Stored records:
********
PR #272, opened 2026-09-12
tof: reopen the sensor when it answers polls but never produces a frame

hadelan:
A wedged ranging engine still ACKs the I²C bus, so `data_ready` succeeds and answers `false` forever: `tofd` streams silence for the rest of the boot and nothing ever re-opens the sensor. The only "sensor is gone" signal today is a failed transaction, and this failure never produces one.

Put a clock on the answer: no frame for a few frame periods (2 s at the shipped 15 Hz, scaled so `--hz 1` gets the same margin in frames) breaks the poll loop into the existing backoff-and-reopen path. Armed at open, so a sensor that never produces a first frame is reopened on the same bound.

Regression test pins the watchdog scaling. `cargo test -p tof`, `clippy -D warnings`, `fmt --check` all green.

### DIFF
--- a/tof/src/main.rs
+++ b/tof/src/main.rs
@@ -259,6 +259,18 @@ fn quiet_period(hz: u8) -> Duration {
     Duration::from_secs_f64(1.0 / f64::from(hz.max(1))).saturating_sub(POLL_GUARD)
 }
 
+/// How long the poll may be told "no frame" before the sensor is called stuck.
+///
+/// This is the one failure `data_ready` cannot see: a sensor whose ranging engine has
+/// wedged still ACKs the bus, so the register read succeeds and the answer is `false`
+/// forever — without a clock on that answer the daemon streams silence for the rest of
+/// the boot and never re-opens the sensor. Scaled to the frame period so `--hz 1` gets
+/// the same margin in frames as the shipped 15 Hz gets in time.
+fn frame_watchdog(hz: u8) -> Duration {
+    let period = Duration::from_secs_f64(1.0 / f64::from(hz.max(1)));
+    Duration::from_secs(2).max(period * 4)
+}
+
 /// Bring the sensor up and stream from it, forever, with a backoff between
 /// attempts. Never returns until shutdown.
 fn sensor_loop(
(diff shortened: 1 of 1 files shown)


pierre-rouanet:
The diagnosis is right and the failure mode is real. Ranging is never gated in this daemon (`docs/project/tof-on-demand.md` closed that deliberately), so there is no legitimate multi-second gap in frames and no false-positive source for the watchdog. Arming at open also covers the "never produced a first frame" case, which the old code could not see either.

Two things I would raise before merge.

**1. The reopen loop is unbounded, and reopening is expensive.**

`open_sensor` → `Sensor::open` probes the device ID and uploads ~90 KB of ULD firmware, "a few seconds at 400 kHz" (`tof/src/sensor.rs:226`). On a permanently wedged sensor the cycle becomes: firmware upload (seconds) → 2 s of watchdog → `warn!` → `sleep(backoff)` → upload again, forever. It never escalates, because `backoff = RETRY_MIN` is reset on every *successful* open (`tof/src/main.rs:318`) and the open does succeed here — the failure is downstream of it. That is unlike the pre-existing paths, where a failing open climbs to `RETRY_MAX` = 60 s.

It matters because the bus is shared: the head IMU sits on the same `/dev/i2c-pihat`, so a stuck laser turns into a permanent firmware-upload flood contending with the IMU's two transactions per sample, plus a journal line every few seconds.

Cheapest fix is to not reset `backoff` when the previous attempt ended on the watchdog — let a sensor that keeps going silent back off toward 60 s, while a sensor that streams for a while and then dies still gets the fast retry.

**2. The status message now contradicts the diagnosis.**

The watchdog `break` falls into `status.down("the sensor stopped answering; retrying")` (`tof/src/main.rs:375`), but the whole premise is that the sensor *is* answering — that is why the watchdog had to exist. A subscriber asking why depth is unavailable gets a sentence pointing at the wrong failure. Carrying a reason out of the loop and into `status.down` is a few lines.

**Minor.** `max(2s, period * 4)` only leaves the 2 s floor at `hz == 1` (at `hz == 2` the two terms are exactly equal, and `hz` is a `u8`). So "scaled to the frame period" is in practice a special case for `--hz 1` — not wrong, just narrower than the comment reads. The test itself is good: it pins both ends and the `hz.max(1)` guard.

Nothing here is a correctness bug in the new code; (1) is the one I would want addressed.

pierre-rouanet (changes requested):
See comments above.

PR #283, opened 2026-09-14
updater: say when the update source last answered

### LINKED ISSUE #282: a robot that can't reach its update source looks up to date
if updaterd can't reach the update source (host blocked, dns broken, a clock tls won't accept), the scheduled check just fails into an info line in the journal and nothing else changes. update status and robotctl health still show the installed release and no error, so from the outside it looks exactly like a robot with nothing to install. it can sit like that for months and nobody would know.

nothing records when the source last actually answered, so there's no way to tell "no update" apart from "can't see updates".

Nixxx19:
fixes #282

updaterd now writes down when each component's source last answered with a manifest that verified, and update.status carries it as last_checked. robotctl health and update status show "source last answered 3 hours ago", and health warns once it's been quiet for a week, which is 28 missed checks at the shipped 6h interval.

only a real answer moves it: the source's latest, signed, for the right channel. a failed fetch, a manifest that doesn't verify and an apply --from a directory all leave it where it was, with a test for each. a clock before the preflight floor isn't recorded either, so a board that booted in 1970 doesn't come back reporting fifty years of silence.

it's its own small file in the state dir next to pins.json, and a damaged one reads as nothing instead of failing update.status. bumped the api to 29 for the new field.

one limit: a source replaying an old signed manifest still answers, so this catches a robot that can't reach its source, not one being fed stale metadata.

tests for updater, robotctl and duck-ipc-proto are green, and i broke the recording on purpose to make sure the new tests fail without it.


pierre-rouanet:
I force-pushed this branch (`df94b0f` → `077a95a`) after reviewing it — sorry for
writing to it directly rather than opening a PR against it. `df94b0f` is still
reachable by SHA, and the same three commits are on `pr283-review-fixes` in the
main repo if you want to compare.

**The rebase.** The branch was based on `61a746b`, and `main` has moved to
`API_VERSION = 34` since — v30–v34 added `homed`, `sitting`,
`ComponentStatus::degraded`/`reason`, `CpuThrottle` and `PolicySearchHit`. The
bump is 35 now and the note moved after the v34 block. One thing the rebase
surfaced: a `ComponentStatus` test helper in `robotctl` names every field, so
adding one to that struct needs `cargo check --workspace --all-targets` — a
scoped run does not see it.

**A source that has never answered.** `quiet_days` was `None` both for an
`updaterd` too old to carry the field and for one carrying it with nothing
recorded, and `quiet_source_warnings` dropped both. So a board blocked from its
source since it was provisioned printed no line and raised no warning, while a
board that answered once and then went quiet did — which is #282 exactly, with
this installed. The two silences are now told apart by the `hello` API version
that `collect_version_report` already has, against a new `proto::API_LAST_CHECKED`.

**A record ahead of the clock.** `(now - at).max(0)` read a future timestamp as
an age of zero. A board that checked with a fast clock, then had it corrected
backwards, then lost its source would sit at "fresh" for good — only a
successful check replaces the record, and by hypothesis there are none. It is
reported as unknown and warned about instead.

Both of those, plus "answered N ago" and "cannot say", are now one `SourceCheck`
decided in a single place. An `Option<i64>` could not carry it: absent meant two
opposite things.

**The warning followed `version` too.** It was added in
`collect_version_report`, which `robotctl version` shares, but only
`render_health` prints the line it refers to. It is `health`'s now.

**`health --json` carried the sentence.** `"9 days ago"` cannot be used by a
script and is stale the moment it is stored; `update status --json` already
answers in unix seconds, so this does too.

**An unreadable record is not a blank one.** `Checked::read_all` mapped every
failure to an empty map, so a transient IO error followed by a `record` wrote
back a map holding only the component being recorded, dropping the others. It
propagates now and the write is refused. Damaged JSON stays lenient — nothing in
it was readable anyway. The clock-floor skip also returned `Ok(())` silently, on
a board where every check succeeds and nothing is ever recorded; it logs at debug.

The design doc had option (3) as having no clock dependency. What is built
depends on the clock in both directions, so §8.4.2 now says which and how each
is handled.

Tests: robotctl 186, updater 228 + 84, duck-ipc-proto 51, all passing; fmt and
clippy clean apart from a pre-existing warning in `robotd/src/chorale.rs:545`.

Issue #294, opened 2026-09-15
Question: interpreting XL330 supply voltage in the battery shutdown policy


homalozoa:
I'm a hobbyist experimenting with the open-source software and XL330-M288 servos on my own setup. While debugging, I noticed a mismatch between the reported supply voltage and the battery shutdown threshold. I may be missing some context, so I would appreciate clarification.

## Observation

With automatic battery shutdown disabled for this debugging session, `robot.health` reported:

```json
"battery": {
  "volts": 4.98647771869289,
  "percent": 0.0
}
```

The control loop was running at about 50 Hz with zero consecutive bus errors. This is an observation from my personal setup, not a claim about official hardware.

## Source path I traced

In the public source at commit `fead66bb21195971fcbb2858a19b1e290a9f2031`:

- [`DynamixelIo::slow_sensors()`](https://github.com/pollen-robotics/microduck/blob/fead66bb21195971fcbb2858a19b1e290a9f2031/duck-control/src/bus.rs#L541) reads addresses 144–146 from the 15 `JOINT_IDS`, decodes the first two bytes with a factor of 0.1 V/count, and averages the positive voltage readings.
- [`publish_slow_sensors()`](https://github.com/pollen-robotics/microduck/blob/fead66bb21195971fcbb2858a19b1e290a9f2031/robotd/src/main.rs#L3250) smooths this value and stores it in `state.battery_v`, which is exposed through `robot.health`.
- [`BATTERY_EMPTY_V` / `BATTERY_FULL_V`](https://github.com/pollen-robotics/microduck/blob/fead66bb21195971fcbb2858a19b1e290a9f2031/duck-control/src/model.rs#L114) are 6.6 V / 8.2 V.
- The [automatic shutdown condition](https://github.com/pollen-robotics/microduck/blob/fead66bb21195971fcbb2858a19b1e290a9f2031/robotd/src/main.rs#L2322) uses `battery_empty_shutdown && battery_v > 0.0 && battery_v <= BATTERY_EMPTY_V`.

The [ROBOTIS XL330-M288 manual](https://emanual.robotis.com/docs/en/dxl/x/xl330-m288/) specifies an input range of 3.7–6.0 V, with 5.0 V recommended, and identifies address 144 as `Present Input Voltage`.

## Questions

1. What assumption makes the servo's `Present Input Voltage` a suitable estimate of battery voltage for this shutdown policy?
[...]

PR #295, opened 2026-09-16
duck-control: the shutdown mask clears input-voltage, and the span says which rail

Quchaosheng:
Follow-up to the question in #294, where a servo on a bench supply reporting ~5 V comes back as `percent: 0.0`. The conversion traced there is correct; the mismatch is that 6.6–8.2 V describes the *rail*, and the rail is the pack. Neither the constants nor the register mask said so, and chasing that down turned up a comment that says the opposite of what the code does.

**`shutdown = 52` is `0b110100`** — overload, electrical shock, overheating — with the input-voltage bit **clear**, where the factory's 53 sets it. That bit is what clears torque once the supply passes `Max Voltage Limit`, which nothing in this repo writes and which therefore stays at its default 7.0 V. A charged 2S pack sits above that, so the clear bit is what lets this bus run the pack's range across a servo rated to 3.7–6.0 V — and it is exactly the bit a reader would worry about when the pack is above the servo's own rating.

Both places that described the mask called it "an error mask that latches on overload, overheating and input-voltage faults", which is backwards. That is the doc-is-the-bug case `AGENTS.md` names, and it is a claim a reader cannot check without opening the manual.

**The battery span had the same gap from the other side.** It is pack-relative on purpose, but nothing said which rail it assumes, so a servo on a bench supply answering with its own 5 V is indistinguishable from a robot with a flat pack. §3.2 and the constants now name the rail, and say that a regulated servo rail would move these constants rather than reinterpret them.

The test pins the mask by its named bits, so a later edit that "restores the factory default" meets an assertion rather than a comment.

`cargo test -p duck-control` — 71 passed. `cargo fmt --all --check` and `RUSTFLAGS="-D warnings" cargo clippy -p duck-control --all-targets` clean.

Documentation and comments only; no behaviour changes, so no `API_VERSION` bump.

Assisted-by: Codex


Quchaosheng:
@pierre-rouanet the ci workflow is sitting at "1 workflow awaiting approval" here, so no job has run yet and there is no result to look at. Could you hit "Approve and run" when you get a minute?

Nothing else is blocking it: no conflicts with main, and the local checks were green — `cargo test -p duck-control` (71 passed), `cargo fmt --all --check`, `RUSTFLAGS="-D warnings" cargo clippy -p duck-control --all-targets`.

PR #12871, opened 2019-02-27
Add docs to illustrate how to schedule pod to specific node

WanLinghao:
Add docs to illustrate how to schedule pod to specific node


WanLinghao:
@tengqm PTAL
********
**Required work:** Return every line above where "answering" appears.

**Response to the task:**
The watchdog `break` falls into `status.down("the sensor stopped answering; retrying")` (`tof/src/main.rs:375`), but the whole premise is that the sensor *is* answering — that is why the watchdog had to exist. A subscriber asking why depth is unavailable gets a sentence pointing at the wrong failure. Carrying a reason out of the loop and into `status.down` is a few lines.
**The battery span had the same gap from the other side.** It is pack-relative on purpose, but nothing said which rail it assumes, so a servo on a bench supply answering with its own 5 V is indistinguishable from a robot with a flat pack. §3.2 and the constants now name the rail, and say that a regulated servo rail would move these constants rather than reinterpret them.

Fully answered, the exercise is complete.